Jupiter is Orestes's most obvious opponent. He creates the moral systems intended to order human action. By inspiring fear in his subjects and by showing them signs, Jupiter hopes to force them to act in the way he wants. There is only one flaw in this design: Jupiter can't actually force anyone to do anything. Only human beings can decide whether or not they will follow Jupiter's wishes; his goal, then, is to make sure that they do not realize that they have this freedom to decide for themselves. Since Orestes is the only person in the play who understands what it means to be free, i.e., to have the ability to choose for oneself instead of doing what one is told, he is the clearest threat to Jupiter's reign. Jupiter's character does not develop in the course of the play. Because he is a god rather than a human being, he does not have the ability to change over time. Jupiter is not really a person: he is an image that people keep in their minds. He must always present the same image of himself to human beings: the image of a supreme judge to be feared and obeyed.

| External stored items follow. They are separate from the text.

PR #333, opened 2016-03-22
Update to Swift 2.2

leoMehlig:
A few code changes to build without warnings in Xcode 7.3

### DIFF
--- a/Argo/Types/Decoded/Decoded.swift
+++ b/Argo/Types/Decoded/Decoded.swift
@@ -22,7 +22,8 @@ public extension Decoded {
     switch x {
     case let .Success(value): return .Success(.Some(value))
     case .Failure(.MissingKey): return .Success(.None)
-    case let .Failure(.TypeMismatch(x)): return .Failure(.TypeMismatch(x))
+    case let .Failure(.TypeMismatch(expected, actual)):
+      return .Failure(.TypeMismatch(expected: expected, actual: actual))
     case let .Failure(.Custom(x)): return .Failure(.Custom(x))
     }
   }
--- a/Argo/Extensions/Dictionary.swift
+++ b/Argo/Extensions/Dictionary.swift
@@ -1,10 +1,11 @@
 // pure merge for Dictionaries
-func + <T, U>(var lhs: [T: U], rhs: [T: U]) -> [T: U] {
+func + <T, U>(lhs: [T: U], rhs: [T: U]) -> [T: U] {
+  var merged = lhs
   for (key, val) in rhs {
-    lhs[key] = val
+    merged[key] = val
   }
 
-  return lhs
+  return merged
 }
 
 extension Dictionary {
--- a/Argo/Types/Decodable.swift
+++ b/Argo/Types/Decodable.swift
@@ -1,4 +1,4 @@
 public protocol Decodable {
-  typealias DecodedType = Self
+  associatedtype DecodedType = Self
   static func decode(json: JSON) -> Decoded<DecodedType>
 }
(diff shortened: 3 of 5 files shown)


Argo/Types/Decoded/Decoded.swift
```diff
@@ -22,7 +22,8 @@ public extension Decoded {
     switch x {
     case let .Success(value): return .Success(.Some(value))
     case .Failure(.MissingKey): return .Success(.None)
-    case let .Failure(.TypeMismatch(x)): return .Failure(.TypeMismatch(x))
+    case let .Failure(.TypeMismatch(x)):
```
tonyd256: what about changing this to 
```
.Failure(.TypeMismatch(expected, actual)):
  return .Failure(.TypeMismatch(expected: expected, actual: actual))
```

tonyd256:
One comment but otherwise looks good

leoMehlig:
Changed like suggested in the note

mbrandonw:
Should this also update the Curry dependency to 2.0.0 since that also fixes a bunch of compiler warnings?

leoMehlig:
@mbrandonw I can run `carthage update` and commit the changes made by Carthage.
I can also rebase the two commits to one if that is wanted.

gfontenot:
We've been discussing this internally and think it probably makes sense to hold off on merging this till we ship for Swift 3. Given that the source will compile fine under 2.1 and 2.2 in its current state, but merging this update would mean needing to jump to Argo 3.0 because of the breaking change (then jumping again to 4.0 for Swift 3 support shortly thereafter), I feel like we should live with the warnings for now.

We'll merge this into master once we have a more concrete plan on when we're going to try to ship Swift 3 support.

jshier:
Semantic versioning doesn't require major version bumps because of increased tooling requirements, only public API changes, which these are not (AFAICT). Alamofire recently dealt with this as well, [here's the explanation](https://github.com/Alamofire/Alamofire/blob/master/CHANGELOG.md#upgrade-notes).

mbrandonw:
ReactiveCocoa did the same for their 4.0.1 ~> 4.1 release, which added Swift 2.2 compatibility.

I'm using Argo in an app that gets quite a bit of development, and it's becoming cumbersome to deal with 60+ warnings in Xcode. Seems worth the departure from semver.

gfontenot:
I think that releasing code that fails to compile on older toolchains _does_ constitute a breaking change and would require a major version bump. I think that the fact that AlamoFire needs a disclaimer to explain what's going on only serves to prove that point. Additionally, bumping the major version for source compatibility changes would be consistent with how we've handled this in the past. Argo 2.0 was released to support Swift 2.0.

THAT BEING SAID: I also couldn't care less about our version number climbing rapidly or making full major jumps every time Swift changes source compatibility. There's way too much ceremony around versioning, and I have no interest in adding to it. So if there's a demand (which it sounds like there is), I'm happy to release 3.0 with Swift 2.2 support this week. It'd probably be a branch off of the 2.3 release instead of including everything currently on `master`.

I will say that I'm curious about the number of warnings mentioned by @mbrandonw: Are you using CocoaPods/Carthage for integration? Or are you using Git Submodules? The former two both allow you to ignore our warnings in your source, which is what drove the initial decision to avoid these changes till absolutely necessary, so I'm interested to hear about your experiences.

mbrandonw:
Would def love to see this go to 3.0 and not care about the actual numbers involved in versions :clap: 

@gfontenot alas I'm just using plain submodules :( I could of course fork and fix on my own if that's the minority situation. mostly just wanna know what the plan is so i can do something about the warnings.

gfontenot:
> mostly just wanna know what the plan is so i can do something about the warnings.

Noted. I think it makes sense to release this sooner rather than later. I'm going to commune with @tonyd256 and come up with a release plan, but I think I'll sneak some of these (breaking) API simplifications into a 3.0 release as well, and make 4.0 a speed/swift 3.0 release. I'll try to get this released this week.

mbrandonw:
thanks @gfontenot!

PR #336, opened 2016-04-02
Use an initializer instead of a factory for JSON

gfontenot:
Previously, we were using a static func here because we needed to recursively
pass it during initial parsing. However, since we can now pass the initializer,
I think it makes sense to simplify the API by directly using an initializer.

### DIFF
--- a/Argo/Types/JSON.swift
+++ b/Argo/Types/JSON.swift
@@ -20,13 +20,23 @@ public extension JSON {
 
     - returns: An instance of the `JSON` tree structure
   */
-  static func parse(json: AnyObject) -> JSON {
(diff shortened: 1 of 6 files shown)


tonyd256:
:+1: great improvement!

Argo/Types/JSON.swift
```diff
@@ -50,3 +60,12 @@ public func == (lhs: JSON, rhs: JSON) -> Bool {
   default: return false
   }
 }
+
+/// MARK: Deprecations
+
+extension JSON {
+  @available(*, deprecated=3.0, renamed="init")
```
tonyd256: oh I like this!

PR #338, opened 2016-04-02
Add inline documentation for `RawRepresentble`

gfontenot:
We provide a couple of default implementations for if your enum type is
`RawRepresentable` using either `String` or `Int` values. This adds
simple documentation for those implementations.

### DIFF
--- a/Argo/Extensions/RawRepresentable.swift
+++ b/Argo/Extensions/RawRepresentable.swift
@@ -1,3 +1,7 @@
+/**
+  Default implementation of `Decodable` for `RawRepresentable` types using
+  `String` as the raw value.
+*/
 public extension Decodable where Self.DecodedType == Self, Self: RawRepresentable, Self.RawValue == String {
   static func decode(json: JSON) -> Decoded<Self> {
     switch json {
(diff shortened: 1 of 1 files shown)


Argo/Extensions/RawRepresentable.swift
```diff
@@ -1,3 +1,7 @@
+/**
+  Default implementation of `Decodable` for `RawRepresentable` types using
+  `String` as the raw value.
```
edwardloveall: Since this is a very automatic function that results is less code, it might be good to write out an example:

If you have a type `State`:

```swift
enum State: String {
  case Unstarted = "unstarted"
  case Started = "started"
  case Completed = "completed"
}
```

which means the rawValue of each case is represented by a string (`"unstarted"`, `"started"`, `"completed"`), this allows Argo to automatically decode the data into types:

```swift
// code the developer has to write, if anything, that makes that work
```

edwardloveall:
One comment for you to consider, otherwise it's fine.

tonyd256:
:+1: Looks good. I like the idea of an example or perhaps a link to the docs where the example is.

Argo/Extensions/RawRepresentable.swift
gfontenot: I kinda think this might be better for full documentation, as opposed to inline documentation. I do think we could add more documentation around this though.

The character of Jupiter stands for all systems of political or moral authority. By forcing rules for action onto people, these systems attempt to deprive human beings of their power to act freely. Sartre cleverly interprets farce and melodrama into his presentation of Jupiter. Jupiter's tricks of making flies fall down and his ability to move stones appear fairly silly: he raises his arm and speaks nonsense. Sartre wants us to realize that institutions that seek to limit human freedom are only images that maintain their power because human beings believe in them. What lies behind the image isn't power at all; the power is contained in the value we ourselves assign to the image. The comical way in which Jupiter carries out his magic tricks and the melodrama with which he gives his orders show us one thing: what lies behind all moral domination is farce.